Constantly Check Results means that you can try to download a file or resource any time – but that each time you do, check the results to make sure that it’s really a file from your server. After getting a valid response that isn’t from your server, you must be in something like the “Airport Coffee Shop” case – someone is returning data as if they are your server, but it’s not. In this case, your application might start queuing up all of the network requests and then retry them when the network might be available (which, as always, you know because you get a callback from NetworkAddressChanged).
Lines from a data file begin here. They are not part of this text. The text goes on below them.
PR #9758, opened 2021-09-17
Fix equalize event counts

drammock:
I hit a corner case today where `epochs.equalize_event_counts()` was failing because the smallest event_id had only one epoch in it, which caused `interp1d` to error out (we already handle the edge case where it has zero).  This fixes that.


agramfort (approved):
+1 for MRG after you add a tiny what's new entry

🙏

agramfort (approved):

agramfort:
thx @drammock

PR #9760, opened 2021-09-19
MRG, ENH: Use context manager, cleaner deps

larsoner:
Use a context manager for closing EDFlib's class -- at some point we should make an upstream PR to add `__enter__` and `__exit__` to their class. I started out by making a private function to minimize the diff, but it ended up needing so many args/kwargs, it seemed better to just indent the whole thing. So this PR does that, and other than removing all `.close()`s (which are no longer needed because the context manager should take care of it), it removes `pooch` from explicit pip installation because it's in `requirements_testing.txt` already.

### DIFF
--- a/mne/export/_edf.py
+++ b/mne/export/_edf.py
@@ -3,6 +3,7 @@
 #
 # License: BSD-3-Clause
 
+from contextlib import contextmanager
 import numpy as np
 
 from ..utils import _check_edflib_installed, warn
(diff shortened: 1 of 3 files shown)


adam2392:
@teuniz is it possible for me to make a PR to the EDFLIB-python here to have a enter and exit function to improve automatically closing of the file if an error occurs?

larsoner:
Either way we'll want to wait for a new release, and this code prepares us for it. Once the upstream library has context manager support, we can just remove the `_auto_close(...)` part and it will automatically work. So I say we merge this as is and eventually transition

drammock (approved):

PR #1001, opened 2015-05-07
add esyn to list page too

julie-sullivan:


julie-sullivan:
@sergiocontrino You can view on preview.flymine.org. Okay to merge I think?

PR #1018, opened 2015-05-26
Patched list-widgets for IMJS promise compatibility.

joshkh:


julie-sullivan:
Download works but "view" does not.

Issue #1019, opened 2015-05-29
Duplicate BioGrid interaction data


JoelRichardson:
If you load mutliple species from BioGrid (i.e., by loading each species' xml file), you end up with duplicated records for the between-species interactions. This is because each species file contains all interaction data for that species, include interactions with other species. If I load data files for both species A and species B, it get the A/B interactions twice. 

FlyMine loads BioGrid data for fly, worm, and yeast. This query nabs interactions where species1 != species2. The dupes are evident.

    <query model="genomic" view="Interaction.details.type Interaction.details.role1 Interaction.gene1.symbol Interaction.gene1.organism.name Interaction.details.role2 Interaction.gene2.primaryIdentifier Interaction.gene2.symbol Interaction.gene2.organism.name Interaction.details.experiment.name Interaction.details.experiment.publication.pubMedId" sortOrder="Interaction.gene1.symbol ASC" > 
    <constraint path="Interaction.gene2.organism" op="!=" value="Interaction.gene1.organism" code="A" />
    </query>

julie-sullivan:
Looking at the code, the data structure that keeps the unique list is a global variable:

>    private Map<MultiKey, Item> interactions = new HashMap<MultiKey, Item>();

So it seems like this should work for both mouse and human. The multikey is gene1+gene2 and therefore is valid regardless of organism.

I'll run the unit test for biogrid with just pax6 and see what happens. I would think it should be a quick fix.

JoelRichardson:
@julie-sullivan Just to be clear, I think it's the InteractionDetail and InteractionExperiment objects that are being duplicated, not the Interaction objects. So the key would have to include something like the BioGrid id and/or pubmed id.

julie-sullivan:
Ah okay, that makes sense. I'll be sure to check those.

But the key wouldn't work as it's a single data source. I'll need to fix the Java instead.

julie-sullivan:
This query produces duplicates:

```
select count(*) from interactiondetail group by role1,role2,name,interactionid,experimentid,relationshiptypeid;
```

For a single interaction and experiment where the roles are the same, we would expect only one detail record. An experiment can't show twice that gene1 as bait and gene2 is prey.

PR #1028, opened 2015-06-02
keep track of interaction details so they are not duplicated. Refs #1019

julie-sullivan:


julie-sullivan:
@JoelRichardson - does this fix the problem?

JoelRichardson:
@julie-sullivan - Glanced at the code and it looks like it should work. Will properly test and let you know.

julie-sullivan:
@sergiocontrino Can you test this? https://github.com/intermine/intermine/issues/1019#issuecomment-107867480 is what I am trying to fix, we can confirm with @JoelRichardson that we accomplished this. Maybe you can just check the source works as expected still so we can merge in the change.

julie-sullivan:
@justinccdev  Can you test this? #1019 (comment) is what I am trying to fix, we can confirm with @JoelRichardson that we accomplished this. Maybe you can just check the source works as expected still so we can merge in the change.

Issue #1021, opened 2015-06-01
View on widgets opens a blank window


julie-sullivan:
The view button on enrichment widgets opens a new window but it's blank, instead of being the results of the widgets.

julie-sullivan:
This is true on both enrichment and graph widgets

julie-sullivan:
Fixed by https://github.com/joshkh/intermine/commit/abed1a57e90f3b85fabc52a6c9c690777c252902

PR #1031, opened 2015-06-03
Fixes "View" button on list (enrichment) widgets.

joshkh:
This fixes the View button on list-widgets. It removes the Save button until we can rewire it back to im-tables 2.0.

Resolves issue #1021


julie-sullivan:
Works great! Will redeploy with the column label fix (i hope)

PR #1034, opened 2015-06-04
Should fix problem where table cell popup previews are too big.

joshkh:
This should hopefully fix the "embiggening" issue where im-tables popup previews are expanding off the page. This issue seems to have returned.

I can't test this because my test model doesn't have fields that are too long to run off the page.

Julie, if you get a chance, can you try deploying this to HumanMine? It's a simple one line CSS change in bagDetails.jsp. If it breaks everything then reverting should be easy.

### DIFF
--- a/intermine/webapp/main/resources/webapp/bagDetails.jsp
+++ b/intermine/webapp/main/resources/webapp/bagDetails.jsp
@@ -148,7 +148,7 @@
 
 <TD valign="top" class="tableleftcol">
 
-<div class="results collection-table nowrap nomargin">
+<div class="results collection-table nomargin">
 
 <style type="text/css">
     .bag-detail-table { max-width: 1000px; }


julie-sullivan:
I've redeployed beta flymine. Can you tell which problem this was supposed to fix? 

I have not seen the embiggening issue appear again. Maybe you mean another problem? 

Let me know what I should do!

joshkh:
This removes the "nowrap" class that was spilling into im-tables and causing the popover window to expand horizontally off the screen. This happens only on the list analysis page (and not report pages).

You wouldn't see the embiggening happen in beta flymine because we don't have summary fields longer than a couple of words. If you visit a mine like ThalemineVal, or HumanMine built from the beta branch, you'll see the "computation description" fields run off the page because they're very long.

We patched HumanMine's built bagDetails.jsp by making the exact change found in this pull request, so if you redeploy HumanMine then the expanding issue will come back until this branch is merged.

Issue #992, opened 2015-04-28
InterMineObjectFetcher.run() does not report a configuration error


JoeCarlson:
When building a lucene index, if there is a misconfiguration in keyword_search.properties (such as a typo in index.references.Object = misspelledReference), then the run() method will terminate early in the finally{} block but will not report a run time error.

The ant task will finish and report a successful build, but the lucene index will not have all items in the index, depending on how many items were parsed before the exception was thrown.

There are 2 try blocks in the run() method. If an exception is thrown, iterateOverObjects will terminate and the exception will bubble up to the outermost block, print a warning message in the log but otherwise quietly return an incomplete list. I think the exception should either be handled within iterateOverObjects so that a more complete list is generated or a RunTime exception should be thrown to indicate a problem in the configuration

julie-sullivan:
See #896

julie-sullivan:
```
2015-06-16 15:14:03 WARN  org.intermine.api.lucene.InterMineObjectFetcher     - 
org.intermine.pathquery.PathException: Unable to resolve path 'Gene.monkeys': field 'monkeys' of class 

'org.intermine.model.bio.Gene' not found in model 'genomic'
        at org.intermine.pathquery.Path.initialise(Path.java:195)
        at org.intermine.pathquery.Path.<init>(Path.java:102)
        at org.intermine.api.lucene.InterMineObjectFetcher.getPathQuery(InterMineObjectFetcher.java:567)
        at org.intermine.api.lucene.InterMineObjectFetcher.handleObject(InterMineObjectFetcher.java:249)
        at org.intermine.api.lucene.InterMineObjectFetcher.iterateOverObjects(InterMineObjectFetcher.java:378)
        at org.intermine.api.lucene.InterMineObjectFetcher.run(InterMineObjectFetcher.java:168)
```

julie-sullivan:
@justinccdev Can you take a look at this? I think Alex had a fix but we didn't merge it in, I haven't looked at it. See https://github.com/alexkalderimis/intermine/commit/e840012a4b1979178bf1d3828d3404d848382707.

justinccdev:
The fix appears to work though it needed an addition to project.properties to get the ant build to work.  Pull request #1110

justinccdev:
Okay, I see now that this fails checkstyle on too long methods and unused imports (I admit I forgot to run the tests locally).  I will need to go back and fix this.

justinccdev:
[...]

PR #1041, opened 2015-06-16
stop build if search fails. Refs #992

julie-sullivan:
Fails loudly if the keyword search errors. We don't want to fail silently. If something has gone wrong we need to stop the build.

To test: have bad keyword search config.


justinccdev:
Unfortunately, throwing a RuntimeException here puts the error to console but does not halt the build.  I believe this is because InterMineObjectFetcher is running on a separate thread.  One would have to detect the failure in KeywordSearch.createIndex() and throw the exception there.

Issue #918, opened 2015-01-19
GOAnnotation has an empty publications collection


julie-sullivan:
GOAnnotation has an empty publications collection. This should be removed from the model.

PR #1042, opened 2015-06-16
remove publications from ontology annotations. They've moved to the e…

julie-sullivan:
…vidence code class instead. This should have been done a while ago. Refs #918 

A MODEL CHANGE. of sorts. 

Shouldn't be merged until 1.6


julie-sullivan:
@sergiocontrino I don't know that there is much to test but maybe you can verify my logic.

justinccdev:
Re-ran originally failing tests.  They now pass.

Issue #652, opened 2014-05-12
Add class keys for sequence feature


julie-sullivan:
We have class keys for BioEntity and Gene but not for Sequence Feature. Subsequently the LOOKUP constraint for Sequence Features does not search "symbol" field.

```
BioEntity = primaryIdentifier, secondaryIdentifier
Gene = symbol, name
```

Should include this recommendation in upgrade notes too.

julie-sullivan:
@justinccdev Tested, this is working as expected.

PR #1044, opened 2015-06-17
add sequence feature class key so that symbol gets used. Refs #652

julie-sullivan:
This was a complaint that Alex made but I can't remember what it was supposed to fix.

I thought it was "eve", but that's already working.


julie-sullivan:
To test: deploy flymine webapp and make sure list upload works as expected, and everything compiles.

PR #1047, opened 2015-06-18
Fixes list-widget's "view results" button.

joshkh:
Tested on Chrome and Firefox.


sergiocontrino:
works on chrome and firefox. 
a possible  improvement: at the moment there could be disagreement between the count on the popup window and the count on the widget, i.e. if the table returns more than one row for each object (gene). this happens for example in the gene expression atlas widget.

PR #1048, opened 2015-06-19
InterMine 1.5.5

julie-sullivan:
Some necessary bug fixes. plus esyn


sergiocontrino:
tested a few new functionalities (inheritance of inlinelist setting, fix of lookups) and general workings. easyN works with list but not for report pages.

PR #1056, opened 2015-06-29
Add protein domain locations

julie-sullivan:
Add locations for protein domains.


julie-sullivan:
Why do we have a Protein Region type and a Protein Domain region type?

julie-sullivan:
I think we want to change the model to 

### Protein

proteinDomainRegions

### ProteinDomainRegion 

* database, e.g. PROSITE
* identifier
* Protein 
* ProteinDomain

chenyian-nibio:
I guess protein domain region and protein region were introduced by me. In TargetMine, we have different types for describing a region on protein, e.g. domain region, structure region ..., and the protein region is their parent class which only contains start and end. This is probably over design since the generic protein region type is not really useful in any case.

julie-sullivan:
Would it be useful to use our Location object. which has a reference to a dataset. 

This would be less obvious maybe but has the benefit of being like interaction region and all our other regions.

rachellyne:
We could do, but might be an over complication.  I think we should model it as yeast do.  The dataset would then be on InterPro.  The domains would have a method.

julie-sullivan:
@rachellyne Okay, will leave it as is. Shall I leave the current field names too?

julie-sullivan:
New model:

### ProteinDomainRegion

* start
* end
* originalDb
* originalId
* reference to protein
* reference to proteinDomain

### Protein

proteinDomainRegions

julie-sullivan:
> The domains would have a method.
I don't know what that means @rachellyne

rachellyne:
I don't think we want a proteinDomainRegion.  We want a protein domain, with a start and end and a method (pfam, prosite etc) which references the interpro - which will have everything our current protein domains have except cross references, as these will now be method on protein domains.

julie-sullivan:
@chenyian-nibio Thanks! That makes sense. Would it be too much trouble for you if we left it out of the InterMine model? I don't want you to have merging issues. It might not be a big deal to leave it in. Let me know!

julie-sullivan:
@rachellyne Except protein domains can't have regions. They are shared across proteins.

rachellyne:
They do - each protein domain has it's own region on the protein.

julie-sullivan:
@rachellyne But one domain can have multiple locations. And the domain Kinase-like_dom for instance is on 10,000 proteins. That protein domain can't have a region because it is on 10,000 proteins.

rachellyne:
Ok - so we will have to model differently to yeast.  I guess they store them redundantly?  I was trying to get the models the same.

julie-sullivan:
@rachellyne Ah! Sorry! For some reason I didn't realise that yeastmine had protein domain regions too. Also, targetmine and thalemine have protein domain regions. It would be nice if everything worked together.

So the issues are:

1. What is easiest for the existing mines
2. What is easiest for users to query. What questions are they going to ask
3. consistency with current data model

julie-sullivan:
@rachellyne I see what you mean about method now! However, we already have pfam and PROSITE and those in the database already, from GO. But they are DataSources. Not sure if that matters though?

chenyian-nibio:
@julie-sullivan I don't mind. And also, I am happy to make any changes if there is a reasonable model for protein domains.

julie-sullivan:
@kkarra I think yeastmine have the same model as targetmine, just call them different things.

Protein --> Protein Domain --> InterPro Domain

vs.

Protein --> Protein Domain Region --> Protein Domain

julie-sullivan:
@sergiocontrino Assigned to you for testing.

sergiocontrino:
i was testing using only uniprot, interpro and protein2ipr sources. i think i prefer the original (targetmine) representation, which makes it easier to see the domains.
maybe @rachellyne can have a look? this implementation is available (internally) at 
modalone:8080/flymine
for the other version you could check thalemine (e.g.  https://apps.araport.org:443/thalemine/portal.do?class=Protein&externalids=FT_ARATH ), unfortunately another organism.

rachellyne:
@sergiocontrino - I can't access this: modalone:8080/flymine.  I think I have lost track over the summer, should we discuss?

rachellyne:
Putting the locations in the locations class as in modalone:8080/flymine doesn't capture that fact that each domain has several varying locations depending on the method (source database).  I prefer the thalemine/yeastmine model where this is clear.  Also, if we are planning a viewer or plan to incorporate this data into some other tool I think it will be necessary to label the location with the method/source.

julie-sullivan:
@rachellyne Let me know when you are happy and I can merge these changes in.

Issue #1063, opened 2015-06-30
FASTA: error loading locations


julie-sullivan:
This line can't be processed:

>FBtr0078053 type=five_prime_untranslated_region; loc=2L:join(378112..378481,384511..384550);MD5=648d795f142cc187818297436aa6f3f8; length=410; parent=FBgn0000061; release=r6.06; species=Dmel;

It generates this error:

```
starting command: ant -v -Dsource=flybase-dmel-5prime-utr-fasta


BUILD FAILED
/data/code/intermine/imbuild/integrate.xml:54: The following error occurred while executing this line:
/data/code/intermine/bio/sources/fasta/build.xml:44: java.lang.NumberFormatException: For input string: "187818297436"
        at java.lang.NumberFormatException.forInputString(NumberFormatException.java:48)
        at java.lang.Integer.parseInt(Integer.java:461)
        at java.lang.Integer.parseInt(Integer.java:499)
        at org.intermine.bio.dataconversion.FlyBaseFeatureFastaLoaderTask.getMin(FlyBaseFeatureFastaLoaderTask.java:115)
        at org.intermine.bio.dataconversion.FlyBaseFeatureFastaLoaderTask.getLocationFromHeader(FlyBaseFeatureFastaLoaderTask.java:73)
        at org.intermine.bio.dataconversion.FlyBaseUTRFastaLoaderTask.extraProcessing(FlyBaseUTRFastaLoaderTask.java:72)
        at org.intermine.bio.dataconversion.FastaLoaderTask.processSequence(FastaLoaderTask.java:323)
        at org.intermine.bio.dataconversion.FastaLoaderTask.processFile(FastaLoaderTask.java:223)
        at org.intermine.task.FileDirectDataLoaderTask.process(FileDirectDataLoaderTask.java:50)
        at org.intermine.bio.dataconversion.FastaLoaderTask.process(FastaLoaderTask.java:163)

```

julie-sullivan:
This is what the FASTA used to look like:

> >FBtr0071763 type=five_prime_untranslated_region; loc=2R:join(18024496..18024713,18025505..18025756,18039159..18039200,18050410..18050424); name=a-RA; MD5=40e02db647e2f053e97e0181b3f622ca; length=527; parent=FBgn0000008; release=r5.4; species=Dmel;

PR #1064, opened 2015-06-30
handle location attribute with MD5 checksum. Refs #1063

julie-sullivan:


justincc:
I feel it would be better to incorporate this into the regex itself, as you say.  One possibility is

final String regexp = ".*loc=(\\S+):(\\S+;).*";

to always capture the terminating ;

PR #1357, opened 2016-04-25
more footer tweaking to hopefully suit many different intermine models

yochannah:


yochannah:
here's a preview of what the humanmine one would look like (oops, I have an element highlighted in the dev console - ignore that! )

footer again

and this is flymine: 
image

PR #1363, opened 2016-05-13
fix complex displayer headers (and anywhere else with excessively...

yochannah:
...long summary fields on the report page. Adds a max-width to the table cells in question, but allows the text to overflow if needed.


joshkh:
Pass. 

Long descriptions now have a better break point (see screen shot for test results):

screenshot at 2016-09-06 11 57 56

PR #1373, opened 2016-06-01
Task pr

JoeCarlson:
Here are a couple of ant tasks that other people may find useful.

The build-sql-triggers target writes a SQL file of triggers and stored procedures allowing "experts" to manually update the db. Instructions are in BuildTriggerMaker.java. The task is not performed by default; it is intended for the people who are familiar with the database structure - or are desperate.

The slack-notify target sends a message to slack when an integration step has completed. For people with databases that take multiple days to load, this is an easier way to track progress than looking at a terminal window. In order to use this, you'll need to make an account on slack and get an API token. In ~/.intermine/<mine>.properties set the values for slack.token and slack.channel. This could probably be used to update your facebook status, or send a tweet, or... as well. If slack.token is not set in properties file, nothing happens so there is no harm in having this task in there. I think.

### DIFF
--- a/.project
+++ b/.project
@@ -1,0 +1,37 @@
+<?xml version="1.0" encoding="UTF-8"?>
+<projectDescription>
+	<name>intermine</name>
+	<comment></comment>
+	<projects>
+	</projects>
+	<buildSpec>
+		<buildCommand>
+			<name>org.eclipse.jdt.core.javabuilder</name>
+			<arguments>
+			</arguments>
+		</buildCommand>
+	</buildSpec>
+	<natures>
+		<nature>org.eclipse.jdt.core.javanature</nature>
+	</natures>
+	<filteredResources>
+		<filter>
+			<id>1436202175919</id>
+			<name></name>
+			<type>5</type>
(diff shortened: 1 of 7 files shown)


justinccdev:
Hi Joe.  Some initial comments

* Please could you remove the 'huh' commit.  It looks like this is attempting to add an Eclipse .project file at the wrong level.
* Please could you separate this PR into 2 separate requests, 1 for the Slack notification and 1 for the build-sql-triggers as they are orthogonal.
* Please could you reformat to use 4-space indenting rather than 2-space
* Please could you add the standard InterMine copyright header to new files.  You should be able to pluck this out of any other existing .java file.
* Please could you use Java's try resources mechanism [1] to close resources automatically rather than doing this manually.
* I am uncomfortable with always calling the Slack notify task and aborting if there is no token set.  Can we place a conditions in sources.xml instead?

[1] https://docs.oracle.com/javase/tutorial/essential/exceptions/tryResourceClose.html

julie-sullivan:
Duplicate of  #1526

PR #1380, opened 2016-06-09
Mail fix

julie-sullivan:
@sergiocontrino I had to add a bunch of things to make our mail work for flymine and humanmine as our server is a lot more secure now (ha).

Can you check that it works with thalemine? e.g. a site with a different mail server?

I've made these changes live on flymine and humanmine but would like to merge changes into dev.


sergiocontrino:
i have tested the new setting in a local thalemine (on modprod1, not using the proxy) and on the dev thalemine on a tacc server, where the mail trigger a jira case. it worked fine.

PR #1390, opened 2016-06-28
Fix BSD sed vol 2 for biotestmine

cmdcolin:
This is a follow up to the previous correction with sed for the biotestmine https://github.com/intermine/intermine/pull/1389

I used a syntax in #1389 that turned out to not be compatible with linux sed after fixing it for mac. Going back, i saw that testmodel/setup.sh simply used this syntax, and it seems to be a simpler option that works well in both OSs (it is not fully in place editing but not really necessary I think).


julie-sullivan:
Thanks Colin!!

PR #1392, opened 2016-06-28
Add fix for popup blocker being triggered on region search results

cmdcolin:
I've seen that the region search result page ends up triggering the pop-up blocker in many browsers including both the latest chrome and firefox.

There are probably workarounds to make and the pop-up open legitimately, but I figured the easiest thing to do is to actually just open the results in the current tab after hitting the "Go" button, since hitting the back button seems to be fine anyways.

Hopefully by not triggering the popup blocker it would not confuse any users of the service, especially when pop-up blocked results can go unnoticed


cmdcolin:
Thanks. The bug does not seem to occur every time but hopefully this helps. A Google search of doing a pop-up after Ajax request has people with similar issues

Issue #593, opened 2014-03-28
cdn.intermine.org in generated JavaScript


JoelRichardson:
Generated JavaScript code (from a results table) accesses cdn.intermine.org, even if you have a local cdn configured. Could that be fixed?

joshkh:
Truthing window.intermine.options is no longer a valid test for setting the CDN option on IM-Tables.

joshkh:
@julie-sullivan Can you please test this?

Test case:
1. Change your head.cdn.location in web.properties to http://www.mousemine.org/cdn  (no trailing slash)
2. Redeploy webapp
3. Run any query
4. Generate JavaScript code
5. Tick the "As HTML Page" box
6. Confirm that the <script> tags in the output have mousemine's CDN as their source

joshkh:
@JoelRichardson Could you try this pull request and let us know if it fixes the problem? Thanks! https://github.com/intermine/intermine/pull/1400

sneuhaus:
Tested and working on MouseMine. Thanks!

PR #1400, opened 2016-07-28
Tell im-tables to use the webapp's CDN (fixes issue #593).

joshkh:


joshkh:
from @sneuhaus 
> Tested and working on MouseMine. Thanks!

Issue #1402, opened 2016-08-03
Refactor Mail


julie-sullivan:
ContactAction.java should use the methods in MailUtils.jjava.

I had to update the mail settings in several different places which caused bugs and is dumb.

sneuhaus:
We needed to add the empty config param 
`mail.smtp.user=`
to our properties file. 
The default user 'mail_username' was being used and caused the Contact Us email to fail with a 
com.sun.mail.smtp.SMTPSendFailedException: 501 5.1.7 Invalid address 
error.

justinccdev:
I think the easiest solution here may be to simply for InterMine to replace the entries 

```
mail.smtp.user=mail_username
mail.server.password=mail_password
```

with

```
mail.smtp.user=
mail.server.password=
```

or comment them out from ```intermine/webapp/main/resources/webapp/WEB-INF/global.web.properties```.  I don't obviously see why those placeholders need to be set.

sneuhaus:
For whatever it is worth, that seems simple and reasonable to me

justinccdev:
To clarify, @sneuhaus, if you added then mail.smtp.user= entry, then how are you setting the 'contact us' e-mail to the one that you need?

sneuhaus:
We set 
`mail.host`
`mail.from`
`feedback.destination`

justinccdev:
Ah yes, thanks @sneuhaus, mail.smtp.user is the optional authentication.

From looking again at 26a7141, I don't see why that change would be triggering this issue, but I would still say I think it would be better if we left mail.smtp.user and mail.server.password blank rather than setting to placeholders.

sneuhaus:
My assumption was that using an invalid user in the properties causes a failure. Maybe this isn't true but by removing `mail_username` as the value for mail.smtp.user the problem we had went away.

PR #1428, opened 2016-09-19
Refactor mail (fix)

julie-sullivan:
don't set default, leave blank. Refs #1402


julie-sullivan:
@sneuhaus Can you test this?

PR #1430, opened 2016-09-19
Update genomic_region_search_options_default.js

sammyjava:
Remove alert box when start>end; goes with #1427 where I allowed reversed coordinates to be searched. That fixed regions uploaded from a file; this fixes regions pasted into the text area.


justinccdev:
Somebody was copy/paste-tastic with those checks too.  Thanks @sammyjava.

Each of these methods has advantages and disadvantages. Asking the user all the time, for example, is a big thing to ask. However, please always consider this on a setup or preferences page. Some users really do have to pay for bandwidth and will not be pleased with any application that goes onto the network without permission.

The before you connect, validate code pattern is simple, but requires that you put a known file on your server. It’s also a bit slower to detect network availability because it will also check before allowing an actual file to be transmitted. Lastly, the network might change faster than the code responds, resulting in bad data being accepted as good data.

The constantly check results pattern is more complicated to implement, and requires that you be able to validate each possible result – and that may not be possible. On the other hand, it’s recovers faster and generates less network traffic.

MSDN documentation for the NetworkChange.NetworkAddressChanged event is at https://msdn.microsoft.com/en-us/library/system.net.networkinformation.networkchange.networkaddresschanged.aspx

I gave a talk at Mix '09 about network detection and reachability: https://videos.visitmix.com/MIX09/T78M (also look at the slide deck—it has notes that go into more depth than the presentation). The talk is for Silverlight 3 users, but it applies to both the full framework and the Silverlight framework.